◆ **PROBLEM DETAILS**
Please state how many lines below include the word "kenzieschmoll"; the reply should be the number only.

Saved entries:
···

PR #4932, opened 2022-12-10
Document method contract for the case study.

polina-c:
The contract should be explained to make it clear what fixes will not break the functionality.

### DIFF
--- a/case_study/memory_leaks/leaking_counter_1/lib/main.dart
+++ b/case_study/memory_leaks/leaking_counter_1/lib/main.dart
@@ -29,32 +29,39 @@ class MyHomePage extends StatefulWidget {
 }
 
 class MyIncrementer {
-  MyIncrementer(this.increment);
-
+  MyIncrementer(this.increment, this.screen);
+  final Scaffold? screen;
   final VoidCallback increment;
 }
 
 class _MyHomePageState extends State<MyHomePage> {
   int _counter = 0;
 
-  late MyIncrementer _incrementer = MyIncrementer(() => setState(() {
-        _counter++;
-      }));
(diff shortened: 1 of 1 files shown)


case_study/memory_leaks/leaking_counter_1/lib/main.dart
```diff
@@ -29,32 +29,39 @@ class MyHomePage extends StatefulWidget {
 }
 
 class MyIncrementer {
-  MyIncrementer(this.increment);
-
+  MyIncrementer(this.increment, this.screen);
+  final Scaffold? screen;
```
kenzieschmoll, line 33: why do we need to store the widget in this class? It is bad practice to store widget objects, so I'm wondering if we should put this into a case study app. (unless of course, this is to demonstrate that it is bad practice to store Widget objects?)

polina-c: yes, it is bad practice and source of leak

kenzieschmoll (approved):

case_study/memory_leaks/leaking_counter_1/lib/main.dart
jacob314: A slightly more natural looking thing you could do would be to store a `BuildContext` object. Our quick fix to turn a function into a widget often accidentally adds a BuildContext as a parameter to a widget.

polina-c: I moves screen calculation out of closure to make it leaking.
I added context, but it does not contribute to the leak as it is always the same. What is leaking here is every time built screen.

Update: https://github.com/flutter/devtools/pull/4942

···

◆ **OUTPUT OF THE TASK**
2